The Atlantic has good reporting on the use of pirated books to train A.I. at Meta (Mark Zuckerberg’s company, which owns Facebook and Instagram). Discouraged by the potential cost of going the legal route—paying to license books in order to train their A.I. program—Meta instead worked around the law and turned to Library Genesis, or LibGen, a pirate library. Meta appears to have obtained Zuckerberg’s permission to download and use LibGen’s data set, pirating millions of books. It’s alleged that OpenAI has done the same.
Critical reaction to the news is likely to home in on tech barons like Zuckerberg, understandably. But leave some room for anger at LibGen. A darling of certain online punk-ish sorts, LibGen is depicted by supporters as a resource for people “who are not committing any crimes” but simply “want to read.” (Readers who can’t or don’t want to pay for books have, of course, real libraries at their disposal, but it’s edgier just to erase legitimate institutions that pay authors and publishers.) I’ve written before about the ways book piracy attaches itself to liberatory rhetoric while actually advancing reactionary goals like austerity. If you need further evidence that pirate libraries like LibGen are not, in fact, stick-it-to-The-Man punks, perhaps the fact that enormous corporations like Meta are using them to build A.I. will be persuasive.
None of this is an accident. The push for “open” has always shared a lot of DNA with Silicon Valley’s dreams of A.I. and, ultimately, the singularity. If you want to train machines by ingesting books, your work is made easier (and cheaper) when there’s a widespread belief that “paywalling” books is somehow evil.
In other words: Big Tech isn’t misusing pirate libraries, but using them in ways that strike me as baked into the ideological position that information wants to be free. It’s up to authors, publishers, librarians, and readers to decide whether that’s the side they want to support, or the future they want to see.
If only Meta would trade: open access to its algorithms for access to author’s content. In a dream world.

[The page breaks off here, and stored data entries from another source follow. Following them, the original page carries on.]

PR #1163, opened 2018-10-29
Gallery Block Image Alignment field

mendelB:
### What does this PR do?

This PR updates the Gallery Block content type with a new field called `imageAlignment` 
- adds new field to the content type Contentful migration script
- adds new field to the Gallery Block Entity

This allows the editor to toggle between the two currently existing gallery types - with the image on top of the text or right aligned.

https://www.pivotaltracker.com/story/show/160603556/comments/195829585

### DIFF
--- a/contentful/content-types/galleryBlock.js
+++ b/contentful/content-types/galleryBlock.js
@@ -1,6 +1,6 @@
 module.exports = function(migration) {
   const galleryBlock = migration
-    .createContentType('galleryBlock')
+    .createContentType('galleryBlock2')
     .name('Gallery Block')
     .description('Displays a gallery of referenced entries')
     .displayField('internalTitle');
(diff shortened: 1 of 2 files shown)


contentful/content-types/galleryBlock.js
```diff
@@ -42,6 +42,14 @@ module.exports = function(migration) {
     .required(true)
     .localized(false);
 
+  galleryBlock
+    .createField('imageAlignment')
+    .name('Image Alignment')
+    .type('Symbol')
+    .validations([{ in: ['top', 'left'] }])
+    .required(true)
```
weerd: I can't remember, but is there a way to have `top` preselected in Contentful in the UI? I don't think so, but want to confirm.

mendelB: Pretty sure it's not possible 😞 
Though there seems to be a Contentful developed UI Extension for this!
https://www.contentful.com/developers/marketplace/default-field-value/

weerd: 🤔

PR #1167, opened 2018-11-01
Refactoring how we get signups for campaign.

weerd:
### What does this PR do?

This PR replaces the `checkForSignup()` method in the `signup` action with a new `getCampaignSignups()` method that is better integrated with some of the new improvements to the system, such as the API middleware.

Updates include:
- add the new `getCampaignSignups()` method in actions/signup.js which follows some of the patterns/approaches used in actions/post.js.
- Removing the need to pass a `token` within an `apiRequest()` action, thanks to the new `setRequestHeaders()` in [helpers/api.js](https://github.com/DoSomething/phoenix-next/pull/1167/files#diff-1d982c1cc2fd87afdf2617f9c4d7f964R13), which helps modify and/or add some default items when configuring API request headers.
- adds some [new action-type constants](https://github.com/DoSomething/phoenix-next/pull/1167/files#diff-94514e42e69d61ead37abc7dde379f08R6), specifically related to campaign signups.
- Officially puts into play the `getRequestAction()` in the [API middleware](https://github.com/DoSomething/phoenix-next/pull/1167/files#diff-252fe66a09d3de77eb4b779ca827a98dR43).
- Also cleans up the middleware, and adds a [new `tabularLog()` method](https://github.com/DoSomething/phoenix-next/pull/1167/files#diff-252fe66a09d3de77eb4b779ca827a98dR20), which I would eventually like to move to a dedicated Debugger or Logger service class.
- Updates the reducers/signup.js to use the [new campaign signup action-type constants](https://github.com/DoSomething/phoenix-next/pull/1167/files#diff-b062b29874e9e262b92c525f6358c79dR29) and affect the redux store accordingly.
- Cleans up selectors/user.js and adds a [new `getUserToken()` method](https://github.com/DoSomething/phoenix-next/pull/1167/files#diff-07edf9650ad6e8665db0acbddbf6c3b2R27).

This is part one of a multi-part approach to slowly removing Campaign Run IDs from Phoenix and fixing up signups across the system.

### Checklist


resources/assets/reducers/signups.js
```diff
@@ -11,15 +12,42 @@ import {
...
+        signups = [...state.data, data[0].campaign_id];
+
+        storageSet(action.meta.northstarId, SIGNUP_STORAGE_KEY, signups);
+      }
+
+      return {
+        ...state,
+        data: signups,
+        isPending: false,
+        thisCampaign: data.length ? true : false, // eslint-disable-line no-unneeded-ternary
```
weerd: Is there a better way I could write this? 🤔 I can't just use `data.length` cause currently w/ RunIDs it can be more than just `0` or `1`...

weerd: Oh maybe I wrap it in `Boolean(data.length)`?

DFurnes: Yep! `Boolean(data.length)` should do what you want here!

DFurnes: And actually – doesn't need to be in this pull request, but we should remove this `thisCampaign` boolean in favor of a selector that checks if the given signup ID is in the `signups` array (since we don't want computed state in our Redux store).

weerd: Ah, yeah, defs! Will include in a later PR as you mention, since trying to step-through the changes incrementally!

mendelB:
Just catching this. Straight up fire!

PR #1169, opened 2018-11-01
Removing unused method and constants.

weerd:
### What does this PR do?

This PR removes a vestige that signup action method and constant that is seemingly no longer used. I'm refraining from removing the `signups.total` property from the store until I can fully confirm that nothing is using it.

### Checklist


weerd:
😂

PR #1171, opened 2018-11-05
Homepage Content Type

mendelB:
### What does this PR do?

This PR adds a Contentful migration script and Entity for the new up and coming HomePage content type.

Should it be `Homepage` as opposed to `HomePage`? 🤔 


weerd:
I think `HomePage` works and follows well with `LandingPage` 😄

Derek - Curious if you have an opinion about web-dot-archive-dot-org a.k.a. Internet Archive a.k.a. Wayback Machine. On the one hand, I've definitely used it to get around paywalls.* On the other, the Wayback Machine gets stuff up that would be lost to history if the Wayback Machine weren't collecting it, e.g., in 2010 there was a long brilliant Singles Jukebox thread about Ke$ha, it spilled over into 51 comments which caused the Singles Jukebox site to screw up and only show the 51st comment (it's by me!) whereas the Wayback Machine has all 51 comments. And when the music magazine Stylus went dead its site did too, so the only way to find my friend Dave Moore's 2007 Stylus piece on The Bluffer's Guide To Teenpop or his interview with Brie Larson is at the Wayback Machine. Also, the Wayback Machine's got my Disco Tex essay, from when I typed it up for my friend Mark Sinker's website (now not operable) sometime in the early '00s. Here's Dave's Brie Larson interview:
https://web.archive.org/web/20110523104133/http://www.stylusmagazine.com/articles/pop_playground/sugar-shock-013-bunnies-traps-and-slip-n-slides-an-interview-with-brie-larson.htm
*But this is something of a PITA: have to get a URL by hovering over a link with my cursor, copy that URL from the bottom left corner of my screen by hand, and type it in digit by digit.